= DATA SHOWN =

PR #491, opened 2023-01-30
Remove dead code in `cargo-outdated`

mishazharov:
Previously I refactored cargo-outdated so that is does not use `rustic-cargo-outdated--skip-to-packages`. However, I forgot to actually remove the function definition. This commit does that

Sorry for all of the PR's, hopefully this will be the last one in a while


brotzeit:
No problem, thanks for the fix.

...

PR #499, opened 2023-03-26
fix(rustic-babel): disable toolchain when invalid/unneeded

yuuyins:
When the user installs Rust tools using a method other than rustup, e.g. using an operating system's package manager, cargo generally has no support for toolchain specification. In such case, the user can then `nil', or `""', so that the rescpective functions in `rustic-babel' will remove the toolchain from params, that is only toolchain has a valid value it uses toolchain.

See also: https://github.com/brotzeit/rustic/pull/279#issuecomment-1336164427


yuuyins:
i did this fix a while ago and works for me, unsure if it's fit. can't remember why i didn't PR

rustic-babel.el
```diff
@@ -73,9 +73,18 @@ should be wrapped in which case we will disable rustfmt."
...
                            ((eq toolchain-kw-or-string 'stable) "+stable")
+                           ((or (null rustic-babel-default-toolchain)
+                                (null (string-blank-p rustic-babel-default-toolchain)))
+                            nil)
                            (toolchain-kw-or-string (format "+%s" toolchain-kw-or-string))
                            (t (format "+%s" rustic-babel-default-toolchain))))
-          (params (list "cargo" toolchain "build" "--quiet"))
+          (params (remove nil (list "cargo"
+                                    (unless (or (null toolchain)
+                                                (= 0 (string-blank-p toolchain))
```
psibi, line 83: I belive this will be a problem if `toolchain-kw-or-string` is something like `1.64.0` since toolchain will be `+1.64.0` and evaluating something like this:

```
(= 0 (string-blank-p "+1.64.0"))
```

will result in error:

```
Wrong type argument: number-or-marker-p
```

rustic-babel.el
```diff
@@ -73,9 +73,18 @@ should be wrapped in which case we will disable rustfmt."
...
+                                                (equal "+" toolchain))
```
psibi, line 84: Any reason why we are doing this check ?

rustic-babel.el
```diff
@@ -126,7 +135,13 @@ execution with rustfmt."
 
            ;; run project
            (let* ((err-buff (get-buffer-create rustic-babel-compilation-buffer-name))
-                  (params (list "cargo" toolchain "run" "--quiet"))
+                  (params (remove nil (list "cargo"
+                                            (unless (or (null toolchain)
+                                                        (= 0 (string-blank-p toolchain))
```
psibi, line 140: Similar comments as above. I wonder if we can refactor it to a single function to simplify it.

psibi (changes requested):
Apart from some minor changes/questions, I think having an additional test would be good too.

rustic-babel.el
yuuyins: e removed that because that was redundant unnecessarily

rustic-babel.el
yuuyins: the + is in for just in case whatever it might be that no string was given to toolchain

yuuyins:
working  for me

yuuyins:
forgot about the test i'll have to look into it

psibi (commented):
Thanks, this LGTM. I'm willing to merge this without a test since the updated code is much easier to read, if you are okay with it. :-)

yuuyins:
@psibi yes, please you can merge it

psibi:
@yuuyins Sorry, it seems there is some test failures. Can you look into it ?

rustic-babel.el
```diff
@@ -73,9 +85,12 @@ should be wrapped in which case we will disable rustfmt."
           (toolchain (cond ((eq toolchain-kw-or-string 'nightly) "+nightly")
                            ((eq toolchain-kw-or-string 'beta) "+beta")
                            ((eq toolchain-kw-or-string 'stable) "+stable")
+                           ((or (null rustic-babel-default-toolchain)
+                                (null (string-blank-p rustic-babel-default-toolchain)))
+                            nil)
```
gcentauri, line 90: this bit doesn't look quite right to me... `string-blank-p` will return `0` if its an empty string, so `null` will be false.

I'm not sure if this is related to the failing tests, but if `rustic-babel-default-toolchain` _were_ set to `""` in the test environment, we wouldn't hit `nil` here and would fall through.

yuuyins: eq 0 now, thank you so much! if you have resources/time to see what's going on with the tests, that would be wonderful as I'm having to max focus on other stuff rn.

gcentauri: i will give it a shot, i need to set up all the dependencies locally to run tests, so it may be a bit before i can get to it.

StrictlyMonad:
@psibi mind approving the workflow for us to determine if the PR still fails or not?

==

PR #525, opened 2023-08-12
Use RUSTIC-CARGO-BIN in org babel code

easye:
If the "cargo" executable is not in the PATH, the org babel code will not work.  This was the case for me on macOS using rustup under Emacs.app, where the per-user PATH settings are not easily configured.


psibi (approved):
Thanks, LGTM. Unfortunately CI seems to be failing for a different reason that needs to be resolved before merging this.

= TASK INSTRUCTIONS =
Of the entries above, repeat exactly the lines from the line with "PR #491, opened 2023-01-30" through the line with "No problem, thanks for the fix.", both of them included.

= YOUR SOLUTION =
PR #491, opened 2023-01-30
Remove dead code in `cargo-outdated`

mishazharov:
Previously I refactored cargo-outdated so that is does not use `rustic-cargo-outdated--skip-to-packages`. However, I forgot to actually remove the function definition. This commit does that

Sorry for all of the PR's, hopefully this will be the last one in a while


brotzeit:
No problem, thanks for the fix.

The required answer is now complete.